*Your assignment*
The answer should be each line of the records that contains the word "more"; please copy them all.

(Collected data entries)
------------------------------------------------
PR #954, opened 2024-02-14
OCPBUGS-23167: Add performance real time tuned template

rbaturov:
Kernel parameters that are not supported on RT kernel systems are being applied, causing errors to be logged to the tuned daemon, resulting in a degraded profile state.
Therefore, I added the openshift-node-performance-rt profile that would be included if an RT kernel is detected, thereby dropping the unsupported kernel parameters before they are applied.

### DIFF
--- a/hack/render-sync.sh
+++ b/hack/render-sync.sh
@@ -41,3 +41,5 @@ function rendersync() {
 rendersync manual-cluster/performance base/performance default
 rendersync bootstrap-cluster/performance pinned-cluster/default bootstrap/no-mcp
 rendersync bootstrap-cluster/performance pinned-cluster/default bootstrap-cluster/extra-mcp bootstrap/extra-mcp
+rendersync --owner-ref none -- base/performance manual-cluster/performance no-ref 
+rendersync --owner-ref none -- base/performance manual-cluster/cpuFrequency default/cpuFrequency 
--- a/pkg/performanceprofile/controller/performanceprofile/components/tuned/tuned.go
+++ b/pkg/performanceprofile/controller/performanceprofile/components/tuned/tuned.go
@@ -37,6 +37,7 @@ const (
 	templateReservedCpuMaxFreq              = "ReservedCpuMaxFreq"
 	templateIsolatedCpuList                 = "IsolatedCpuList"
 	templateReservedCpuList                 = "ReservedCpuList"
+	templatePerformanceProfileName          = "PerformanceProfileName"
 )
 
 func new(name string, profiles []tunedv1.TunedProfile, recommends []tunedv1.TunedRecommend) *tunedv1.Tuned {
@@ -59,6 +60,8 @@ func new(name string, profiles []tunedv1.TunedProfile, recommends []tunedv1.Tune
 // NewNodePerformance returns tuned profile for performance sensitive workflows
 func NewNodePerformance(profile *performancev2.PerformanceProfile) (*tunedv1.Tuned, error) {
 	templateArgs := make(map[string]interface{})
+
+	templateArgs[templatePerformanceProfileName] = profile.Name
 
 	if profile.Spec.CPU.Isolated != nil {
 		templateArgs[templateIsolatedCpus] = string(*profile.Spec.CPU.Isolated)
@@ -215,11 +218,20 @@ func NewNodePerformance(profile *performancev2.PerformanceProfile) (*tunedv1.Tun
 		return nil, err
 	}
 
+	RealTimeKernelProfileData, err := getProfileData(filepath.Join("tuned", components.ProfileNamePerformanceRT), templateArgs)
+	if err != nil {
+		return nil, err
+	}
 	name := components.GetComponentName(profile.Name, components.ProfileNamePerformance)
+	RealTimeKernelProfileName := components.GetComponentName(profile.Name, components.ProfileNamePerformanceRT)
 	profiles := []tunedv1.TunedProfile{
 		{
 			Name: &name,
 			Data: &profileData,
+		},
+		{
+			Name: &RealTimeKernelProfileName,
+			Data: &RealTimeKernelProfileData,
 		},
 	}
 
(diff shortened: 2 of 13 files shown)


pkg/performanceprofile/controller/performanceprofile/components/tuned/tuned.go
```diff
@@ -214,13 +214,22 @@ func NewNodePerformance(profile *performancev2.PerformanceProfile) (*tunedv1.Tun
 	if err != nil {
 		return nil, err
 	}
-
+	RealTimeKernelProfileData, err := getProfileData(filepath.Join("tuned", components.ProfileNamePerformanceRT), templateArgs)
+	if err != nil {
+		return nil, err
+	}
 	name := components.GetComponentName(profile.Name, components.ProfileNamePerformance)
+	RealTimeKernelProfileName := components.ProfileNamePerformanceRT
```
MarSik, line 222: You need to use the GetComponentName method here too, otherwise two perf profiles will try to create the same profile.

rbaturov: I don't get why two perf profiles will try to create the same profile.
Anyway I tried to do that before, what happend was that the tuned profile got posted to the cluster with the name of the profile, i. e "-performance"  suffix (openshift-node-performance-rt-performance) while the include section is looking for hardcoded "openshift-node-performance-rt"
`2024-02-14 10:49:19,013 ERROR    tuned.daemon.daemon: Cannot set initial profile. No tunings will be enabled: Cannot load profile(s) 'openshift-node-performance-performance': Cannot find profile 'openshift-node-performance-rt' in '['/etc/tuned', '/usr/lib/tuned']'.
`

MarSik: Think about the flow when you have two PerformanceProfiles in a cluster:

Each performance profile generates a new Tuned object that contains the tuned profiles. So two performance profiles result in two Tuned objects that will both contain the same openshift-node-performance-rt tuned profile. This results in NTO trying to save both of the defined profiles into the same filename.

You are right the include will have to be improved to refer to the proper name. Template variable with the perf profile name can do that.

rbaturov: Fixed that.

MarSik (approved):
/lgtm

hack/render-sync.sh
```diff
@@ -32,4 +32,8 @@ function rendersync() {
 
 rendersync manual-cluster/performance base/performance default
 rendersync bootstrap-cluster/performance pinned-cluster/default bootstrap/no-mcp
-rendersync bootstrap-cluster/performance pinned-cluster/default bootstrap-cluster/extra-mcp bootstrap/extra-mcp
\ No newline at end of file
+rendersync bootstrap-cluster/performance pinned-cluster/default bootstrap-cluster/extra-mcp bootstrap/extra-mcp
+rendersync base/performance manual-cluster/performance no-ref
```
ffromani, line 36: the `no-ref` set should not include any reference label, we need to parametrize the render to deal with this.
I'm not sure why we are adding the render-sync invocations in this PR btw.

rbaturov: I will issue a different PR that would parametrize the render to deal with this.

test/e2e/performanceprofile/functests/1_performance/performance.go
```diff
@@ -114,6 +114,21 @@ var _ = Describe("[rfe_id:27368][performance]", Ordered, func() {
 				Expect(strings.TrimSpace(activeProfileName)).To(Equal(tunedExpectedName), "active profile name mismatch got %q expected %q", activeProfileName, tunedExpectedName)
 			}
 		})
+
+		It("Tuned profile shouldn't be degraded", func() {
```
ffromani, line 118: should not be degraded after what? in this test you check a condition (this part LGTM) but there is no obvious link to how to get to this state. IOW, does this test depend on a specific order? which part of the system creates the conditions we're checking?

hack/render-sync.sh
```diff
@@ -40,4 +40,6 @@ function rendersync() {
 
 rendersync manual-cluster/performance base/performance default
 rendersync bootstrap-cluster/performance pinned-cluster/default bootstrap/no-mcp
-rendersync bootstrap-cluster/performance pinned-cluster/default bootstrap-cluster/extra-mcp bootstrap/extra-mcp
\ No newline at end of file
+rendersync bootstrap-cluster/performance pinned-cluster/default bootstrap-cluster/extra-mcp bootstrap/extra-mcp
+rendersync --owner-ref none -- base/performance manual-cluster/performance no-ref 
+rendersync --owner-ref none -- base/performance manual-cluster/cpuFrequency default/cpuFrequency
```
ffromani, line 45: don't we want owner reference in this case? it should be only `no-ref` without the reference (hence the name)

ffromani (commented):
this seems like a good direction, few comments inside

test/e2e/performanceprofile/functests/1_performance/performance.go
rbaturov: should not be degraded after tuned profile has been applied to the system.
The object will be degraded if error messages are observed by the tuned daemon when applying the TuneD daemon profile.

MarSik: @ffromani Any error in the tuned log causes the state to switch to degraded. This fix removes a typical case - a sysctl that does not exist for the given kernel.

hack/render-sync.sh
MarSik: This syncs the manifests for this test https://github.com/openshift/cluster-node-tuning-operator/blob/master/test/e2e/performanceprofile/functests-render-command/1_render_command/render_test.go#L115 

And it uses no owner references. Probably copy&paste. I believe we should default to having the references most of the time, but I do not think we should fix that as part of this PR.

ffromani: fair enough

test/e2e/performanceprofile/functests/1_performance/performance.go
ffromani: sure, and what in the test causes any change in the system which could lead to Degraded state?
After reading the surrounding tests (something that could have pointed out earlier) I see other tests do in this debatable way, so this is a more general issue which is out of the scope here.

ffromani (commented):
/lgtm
------------------------------------------------
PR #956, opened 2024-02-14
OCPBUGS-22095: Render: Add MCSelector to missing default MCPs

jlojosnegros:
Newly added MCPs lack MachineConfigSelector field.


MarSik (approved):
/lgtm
------------------------------------------------
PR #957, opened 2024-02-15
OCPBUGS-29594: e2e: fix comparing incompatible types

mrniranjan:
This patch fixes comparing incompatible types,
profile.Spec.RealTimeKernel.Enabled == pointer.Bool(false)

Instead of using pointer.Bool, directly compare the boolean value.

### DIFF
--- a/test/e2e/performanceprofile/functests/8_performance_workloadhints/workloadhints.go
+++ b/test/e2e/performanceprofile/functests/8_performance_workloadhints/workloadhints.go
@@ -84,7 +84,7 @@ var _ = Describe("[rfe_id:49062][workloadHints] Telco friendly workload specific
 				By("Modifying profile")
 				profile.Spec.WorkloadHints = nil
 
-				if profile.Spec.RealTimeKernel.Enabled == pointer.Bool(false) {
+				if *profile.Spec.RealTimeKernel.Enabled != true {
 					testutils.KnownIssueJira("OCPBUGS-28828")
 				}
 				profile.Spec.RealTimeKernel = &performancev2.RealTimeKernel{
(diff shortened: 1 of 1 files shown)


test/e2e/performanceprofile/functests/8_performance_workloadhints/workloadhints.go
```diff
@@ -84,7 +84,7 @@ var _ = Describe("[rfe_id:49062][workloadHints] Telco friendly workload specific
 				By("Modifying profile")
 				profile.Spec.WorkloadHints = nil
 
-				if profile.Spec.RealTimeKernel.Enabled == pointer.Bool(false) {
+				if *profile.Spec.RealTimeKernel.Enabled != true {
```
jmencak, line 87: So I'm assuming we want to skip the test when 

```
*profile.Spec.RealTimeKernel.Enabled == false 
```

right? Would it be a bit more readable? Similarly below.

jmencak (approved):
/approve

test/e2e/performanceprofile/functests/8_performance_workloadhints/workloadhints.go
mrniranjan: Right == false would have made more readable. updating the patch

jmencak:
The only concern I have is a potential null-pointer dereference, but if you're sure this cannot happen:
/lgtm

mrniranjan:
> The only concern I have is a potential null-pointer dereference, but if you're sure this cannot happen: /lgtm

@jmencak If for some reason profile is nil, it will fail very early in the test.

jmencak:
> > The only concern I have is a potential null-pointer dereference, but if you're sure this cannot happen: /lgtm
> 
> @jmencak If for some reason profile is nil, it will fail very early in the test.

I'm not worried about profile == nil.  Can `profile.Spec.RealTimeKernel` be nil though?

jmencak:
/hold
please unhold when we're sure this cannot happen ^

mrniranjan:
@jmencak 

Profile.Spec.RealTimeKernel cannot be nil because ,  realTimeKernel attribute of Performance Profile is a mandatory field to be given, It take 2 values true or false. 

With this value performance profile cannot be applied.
------------------------------------------------
*Expected answer*
After reading the surrounding tests (something that could have pointed out earlier) I see other tests do in this debatable way, so this is a more general issue which is out of the scope here.
right? Would it be a bit more readable? Similarly below.
mrniranjan: Right == false would have made more readable. updating the patch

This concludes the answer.